In last week’s betting article, I mentioned that in order to be a more profitable bettor, you want to know your expected value on wagers you’re making and then how to determine how much to bet. These steps are important to being profitable over time. You can have an edge in wagering but if you’re incorrectly staking, you may still lose money. It will be important to learn more about both of these processes. Below is a brief intro into finding expected value and using a Kelly criterion calculation to determine a wager amount.
I will go through an example as it pertains to wagering on a head-to-head matchup in golf. We will first start with determining the expected value of a 1-unit wager.
The first part of the process will be coming up with a probability for the wager (whether that’s using your own model, somebody else model, etc.). The probability will be in the form of a percentage of how often you (or a model) believe something will take place. In this case; how often with golfers X and Y win this matchup. This is in column “C” under “Model Probability” (Cells C3 & C4).
Below is a random example from a past 72-hole matchup:
This shows on this particular wager, our model shows an expected value of 0.03 units based on a 1-unit wager on Marcus Armitage at 2.0 odds (+100 American odds). This is telling you that you would expect to return 0.03u every time you make this bet if your model is perfect (which we know is not the case).
What you hopefully see is that over time you are winning money on your positive expected value wagers, but due to no model being perfect, your actual results will not add up to your expected results.

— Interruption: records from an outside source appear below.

PR #125, opened 2023-07-20
Initialize Vulkan Context

Wunkolo:
panda

### DIFF
--- a/include/renderer_vk/renderer_vk.hpp
+++ b/include/renderer_vk/renderer_vk.hpp
@@ -23,9 +23,11 @@ class RendererVK final : public Renderer {
 
 	vk::UniqueDevice device = {};
 
+	vk::UniqueSemaphore presetWaitSemaphore = {};
+	vk::UniqueSemaphore renderDoneSemaphore = {};
 
 	vk::UniqueSwapchainKHR swapchain = {};
-	std::vector<vk::UniqueImage> swapchainImages = {};
+	std::vector<vk::Image> swapchainImages = {};
 	std::vector<vk::UniqueImageView> swapchainImageViews = {};
 
   public:
--- a/include/renderer_vk/renderer_vk.hpp
+++ b/include/renderer_vk/renderer_vk.hpp
@@ -8,6 +8,8 @@ class RendererVK final : public Renderer {
 	vk::PhysicalDevice physicalDevice = {};
 	vk::UniqueDevice device = {};
 
+	vk::UniqueSurfaceKHR surface = {};
+
 	vk::UniqueDebugUtilsMessengerEXT debugMessenger;
 
   public:
--- a/include/renderer_vk/renderer_vk.hpp
+++ b/include/renderer_vk/renderer_vk.hpp
@@ -4,17 +4,13 @@
 class GPU;
 
 class RendererVK final : public Renderer {
+	// The order of these `Unique*` members is important, they will be destroyed in RAII order
 	vk::UniqueInstance instance = {};
-	vk::PhysicalDevice physicalDevice = {};
-	vk::UniqueDevice device = {};
+	vk::UniqueDebugUtilsMessengerEXT debugMessenger = {};
 
 	vk::UniqueSurfaceKHR surface = {};
 
-	vk::UniqueSwapchainKHR swapchain = {};
-	std::vector<vk::UniqueImage> swapchainImages = {};
-	std::vector<vk::UniqueImageView> swapchainImageViews = {};
-
-	vk::UniqueDebugUtilsMessengerEXT debugMessenger = {};
+	vk::PhysicalDevice physicalDevice = {};
 
 	vk::Queue presentQueue = {};
 	u32 presentQueueFamily = ~0u;
@@ -24,6 +20,13 @@ class RendererVK final : public Renderer {
 	u32 computeQueueFamily = ~0u;
 	vk::Queue transferQueue = {};
 	u32 transferQueueFamily = ~0u;
+
+	vk::UniqueDevice device = {};
+
+
+	vk::UniqueSwapchainKHR swapchain = {};
+	std::vector<vk::UniqueImage> swapchainImages = {};
+	std::vector<vk::UniqueImageView> swapchainImageViews = {};
 
   public:
 	RendererVK(GPU& gpu, const std::array<u32, regNum>& internalRegs);
--- a/include/renderer_vk/renderer_vk.hpp
+++ b/include/renderer_vk/renderer_vk.hpp
@@ -30,6 +30,9 @@ class RendererVK final : public Renderer {
 	std::vector<vk::Image> swapchainImages = {};
 	std::vector<vk::UniqueImageView> swapchainImageViews = {};
 
+	vk::UniqueCommandPool commandPool = {};
+	vk::UniqueCommandBuffer presentCommandBuffer = {};
+
   public:
 	RendererVK(GPU& gpu, const std::array<u32, regNum>& internalRegs);
 	~RendererVK() override;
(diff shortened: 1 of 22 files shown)


georgemoralis:
panda greatness!

wheremyfoodat:
So good

wheremyfoodat:
panda

liuk7071:
panda

GPUCode (approved):
Awesome work!

wheremyfoodat:
Rerunning MacOS job to generate a build log and hopefully fix the App Bundle creation

wheremyfoodat:
Praise be to Caleb

Wunkolo:
Ready for review, further work is outside of the scope of simple initialization(swapchain robustness, mesh double/triple-buffering, etc).

include/renderer_vk/renderer_vk.hpp
```diff
@@ -0,0 +1,57 @@
+#include "renderer.hpp"
+#include "vulkan_api.hpp"
+
+class GPU;
+
+class RendererVK final : public Renderer {
+	SDL_Window* targetWindow;
+
+	// The order of these `Unique*` members is important, they will be destroyed in RAII order
+	vk::UniqueInstance instance = {};
```
wheremyfoodat, line 10: I will try seeing if I can assert this at compile time via static_assert + offsetof so nobody accidentally breaks destructor order.

src/core/renderer_vk/vk_debug.cpp
```diff
@@ -0,0 +1,156 @@
...
+		labelInfo.pLabelName = objectName.get();
+		labelInfo.color[0] = color[0];
+		labelInfo.color[1] = color[1];
+		labelInfo.color[2] = color[2];
+		labelInfo.color[3] = color[3];
+
+		commandBuffer.beginDebugUtilsLabelEXT(labelInfo);
+	}
+
+	void insertDebugLabel(vk::CommandBuffer commandBuffer, std::span<const float, 4> color, const char* format, ...) {
```
wheremyfoodat, line 127: Ditto (also this seems DRYable but eh)

include/renderer_vk/vk_debug.hpp
```diff
@@ -0,0 +1,48 @@
...
+namespace Vulkan {
+
+	VKAPI_ATTR VkBool32 VKAPI_CALL debugMessageCallback(
+		VkDebugUtilsMessageSeverityFlagBitsEXT messageSeverity, VkDebugUtilsMessageTypeFlagsEXT messageType,
+		const VkDebugUtilsMessengerCallbackDataEXT* callbackData, void* userData
+	);
+
+	void setObjectName(vk::Device device, vk::ObjectType objectType, const void* objectHandle, const char* format, ...);
+
+	template <typename T, typename = std::enable_if_t<vk::isVulkanHandleType<T>::value == true>, typename... ArgsT>
```
wheremyfoodat, line 18: This signature is legitimately fascinating to look qt

src/core/renderer_vk/renderer_vk.cpp
```diff
@@ -0,0 +1,546 @@
...
+
+	if (auto createResult = vk::createInstanceUnique(instanceInfo); createResult.result == vk::Result::eSuccess) {
+		instance = std::move(createResult.value);
+	} else {
+		Helpers::panic("Error creating Vulkan instance: %s\n", vk::to_string(createResult.result).c_str());
+	}
+	// Initialize instance-specific function pointers
+	VULKAN_HPP_DEFAULT_DISPATCHER.init(instance.get());
+
+	// Enable debug messenger if the instance was able to be created with debug_utils
```
wheremyfoodat, line 391: Vk and OpenGL debug messages should also maybe have their own CMake flag eventually but this should def stay enabled for Vk at the moment

src/core/renderer_vk/renderer_vk.cpp
```diff
@@ -0,0 +1,546 @@
...
+	if (std::find(
+			instanceExtensions.begin(), instanceExtensions.end(),
+			// std::string_view has a way to compare itself to `const char*`
+			// so by casting it, we get the actual string comparisons
+			// and not pointer-comparisons
+			std::string_view(VK_EXT_DEBUG_UTILS_EXTENSION_NAME)
+		) != instanceExtensions.end()) {
+		vk::DebugUtilsMessengerCreateInfoEXT debugCreateInfo{};
+		debugCreateInfo.messageSeverity = vk::DebugUtilsMessageSeverityFlagBitsEXT::eVerbose | vk::DebugUtilsMessageSeverityFlagBitsEXT::eInfo |
```
wheremyfoodat, line 400: The mask for verbose being so verbose makes me chuckle

src/core/renderer_vk/renderer_vk.cpp
```diff
@@ -0,0 +1,546 @@
...
+					supportResult.result == vk::Result::eSuccess) {
+					return supportResult.value;
+				}
+			}
+			return false;
+		};
+
+		partitionEnd = std::stable_partition(physicalDevices.begin(), partitionEnd, surfaceSupport);
+
+		// Prefer Discrete GPUs
```
wheremyfoodat, line 438: Unlike OpenGL, Vk lets us control device creation very well, so maybe we could add a confic about whether to prefer discrete vs integrated in the future (laptop users who don't want their laptop to run warm or eat up battery would like it maybe)

wheremyfoodat (commented):
Looks good to me, will only do very tiny neglible changes at best

include/renderer_vk/renderer_vk.hpp
Wunkolo: This may not be necessary to maintain since Vulkan validation layers will already yell at you if you destroy things in the wrong order. Like destroying an instance or device or command-pool while dependent objects still exist and such.

src/core/renderer_vk/vk_debug.cpp
```diff
@@ -0,0 +1,156 @@
...
+		nameInfo.objectType = objectType;
+		nameInfo.objectHandle = reinterpret_cast<std::uintptr_t>(objectHandle);
+		nameInfo.pObjectName = objectName.get();
+
+		if (device.setDebugUtilsObjectNameEXT(nameInfo) != vk::Result::eSuccess) {
+			// Failed to set object name
+		}
+	}
+
+	void beginDebugLabel(vk::CommandBuffer commandBuffer, std::span<const float, 4> color, const char* format, ...) {
```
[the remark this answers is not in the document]
Wunkolo: Yeah that should be fine, so we can cull this functionality out in the case of a user-facing build like we do on the OpenGL renderer.

include/renderer_vk/vk_debug.hpp
Wunkolo: It's basically a compile-time way to derive a `vk::ObjectType`-enum based on the `vk::blah` that gets passed in, and will yell at you at compile-time if you try to give it something weird.

src/core/renderer_vk/renderer_vk.cpp
Wunkolo: I def agree, this is what the driver will use to for its own diagnostic messaging as well. The NVidia driver is known to push messages through here at times in some cases as well during some crashes or exceptional moments.

src/core/renderer_vk/renderer_vk.cpp
Wunkolo: The next step I had in mind with all this "stable_partition" stuff is to have a bit of config-syntax to define the device-preference. So it will order the device-list partitioning/sorting based on a passed-in list of criteria like `devicePriority = "discrete>apiVersion>vram>"`, or whatever that config-syntax would be, to avoid having to have a whole potentially unstable device UUID defined in a config file.
The more share-able and stand-alone config files are the better.

wheremyfoodat (approved):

Cool, I show positive expected value, now how much should I wager?
I use a Kelly Criterion calculator to determine what percentage of my bankroll to wager on each bet. If you’re not familiar with this calculation, a simple google of “Kelly criterion formula” can explain it in-depth. In basic terms, this Kelly formula is designed to let you maximize your wager based on the size of your edge and bankroll.
To determine your wager percentage, the following formula will be used:
“(sportsbook decimal odds – 1 * model probability) / (sportsbook decimal odds-1)"
Now this wager percentage would assume your model is absolutely the correct probability and as we discussed earlier, that simply isn’t the case. Now because bettors assume their model is not perfect, many will use a “1/4 Kelly” model, or some other factional Kelly calculator, meaning they multiple their wager percentage by 0.25 to add in some margin of error on their model. Over time, the more you use your model and wager, the better understanding you will have of its accuracy, so you can begin to tailor your fractional Kelly wagering amount to correspond with this knew knowledge.
Below shows the same example above, factoring in the Kelly formula.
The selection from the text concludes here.